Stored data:

________

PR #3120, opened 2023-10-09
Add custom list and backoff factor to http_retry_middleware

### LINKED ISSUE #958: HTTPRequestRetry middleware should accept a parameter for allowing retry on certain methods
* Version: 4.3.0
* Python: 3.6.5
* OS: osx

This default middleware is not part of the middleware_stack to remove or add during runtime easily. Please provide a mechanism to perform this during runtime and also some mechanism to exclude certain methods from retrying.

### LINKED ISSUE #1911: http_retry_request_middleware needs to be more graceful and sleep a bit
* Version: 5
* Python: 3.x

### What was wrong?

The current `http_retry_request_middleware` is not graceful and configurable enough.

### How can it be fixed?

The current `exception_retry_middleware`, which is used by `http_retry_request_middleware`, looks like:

________

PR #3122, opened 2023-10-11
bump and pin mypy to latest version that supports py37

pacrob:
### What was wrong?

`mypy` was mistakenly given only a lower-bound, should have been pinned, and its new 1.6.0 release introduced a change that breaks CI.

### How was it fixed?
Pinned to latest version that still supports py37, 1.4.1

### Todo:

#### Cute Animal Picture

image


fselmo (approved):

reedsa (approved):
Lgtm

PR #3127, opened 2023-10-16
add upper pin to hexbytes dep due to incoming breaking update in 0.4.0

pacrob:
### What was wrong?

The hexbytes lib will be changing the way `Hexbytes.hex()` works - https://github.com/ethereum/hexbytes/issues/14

________

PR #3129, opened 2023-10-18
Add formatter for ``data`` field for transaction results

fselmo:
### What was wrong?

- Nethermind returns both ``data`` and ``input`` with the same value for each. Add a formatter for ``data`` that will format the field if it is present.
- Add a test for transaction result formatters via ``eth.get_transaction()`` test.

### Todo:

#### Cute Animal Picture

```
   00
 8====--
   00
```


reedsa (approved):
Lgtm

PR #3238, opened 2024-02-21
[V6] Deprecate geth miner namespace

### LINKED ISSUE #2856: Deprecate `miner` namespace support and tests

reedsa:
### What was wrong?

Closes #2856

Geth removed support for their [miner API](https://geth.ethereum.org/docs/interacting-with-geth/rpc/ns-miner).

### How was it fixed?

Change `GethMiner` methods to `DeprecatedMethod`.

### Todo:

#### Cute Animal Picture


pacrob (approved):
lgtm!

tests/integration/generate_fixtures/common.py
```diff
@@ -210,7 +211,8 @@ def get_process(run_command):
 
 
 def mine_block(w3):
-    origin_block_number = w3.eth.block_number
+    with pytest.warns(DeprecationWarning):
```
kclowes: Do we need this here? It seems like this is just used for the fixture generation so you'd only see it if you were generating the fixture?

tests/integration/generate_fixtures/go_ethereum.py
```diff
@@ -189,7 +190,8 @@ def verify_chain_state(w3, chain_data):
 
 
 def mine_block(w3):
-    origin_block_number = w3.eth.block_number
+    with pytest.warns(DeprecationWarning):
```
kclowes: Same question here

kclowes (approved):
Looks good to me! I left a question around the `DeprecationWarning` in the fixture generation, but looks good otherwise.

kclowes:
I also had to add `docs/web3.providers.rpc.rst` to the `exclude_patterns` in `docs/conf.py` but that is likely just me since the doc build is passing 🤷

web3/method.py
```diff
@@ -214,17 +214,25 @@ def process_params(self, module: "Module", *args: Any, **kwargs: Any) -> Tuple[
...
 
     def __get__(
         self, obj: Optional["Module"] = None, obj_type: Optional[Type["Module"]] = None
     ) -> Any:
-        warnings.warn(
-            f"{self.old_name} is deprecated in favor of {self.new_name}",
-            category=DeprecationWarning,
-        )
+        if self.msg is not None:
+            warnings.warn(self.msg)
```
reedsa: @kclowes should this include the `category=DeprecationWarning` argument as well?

________

◆ **ASSIGNED TASK**: The lines to return are those in the entries above that hold "tests".

◆ **ANSWER TO THE EXERCISE**:
### LINKED ISSUE #2856: Deprecate `miner` namespace support and tests
tests/integration/generate_fixtures/common.py
tests/integration/generate_fixtures/go_ethereum.py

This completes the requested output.